**RECORDS TO PROCESS**
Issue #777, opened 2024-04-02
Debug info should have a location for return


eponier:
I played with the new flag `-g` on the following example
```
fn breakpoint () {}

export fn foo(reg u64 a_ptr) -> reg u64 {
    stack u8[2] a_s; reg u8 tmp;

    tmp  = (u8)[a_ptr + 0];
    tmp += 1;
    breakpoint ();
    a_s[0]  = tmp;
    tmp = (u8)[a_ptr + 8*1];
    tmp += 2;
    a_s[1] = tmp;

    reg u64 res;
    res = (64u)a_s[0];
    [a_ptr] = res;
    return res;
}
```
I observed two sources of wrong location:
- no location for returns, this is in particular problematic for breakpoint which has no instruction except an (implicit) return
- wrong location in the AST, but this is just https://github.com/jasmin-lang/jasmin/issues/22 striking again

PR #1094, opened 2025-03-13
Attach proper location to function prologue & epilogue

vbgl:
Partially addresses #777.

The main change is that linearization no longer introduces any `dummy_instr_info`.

--

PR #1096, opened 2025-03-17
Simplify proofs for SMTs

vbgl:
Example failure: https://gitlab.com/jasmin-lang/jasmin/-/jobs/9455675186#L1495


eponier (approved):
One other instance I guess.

**ACTIVITY**
Using only the listing above, restate exactly the lines from the line containing "- no location" through the line containing "- wrong location", both included.

**RESPONSE BOX**
- no location for returns, this is in particular problematic for breakpoint which has no instruction except an (implicit) return
- wrong location in the AST, but this is just https://github.com/jasmin-lang/jasmin/issues/22 striking again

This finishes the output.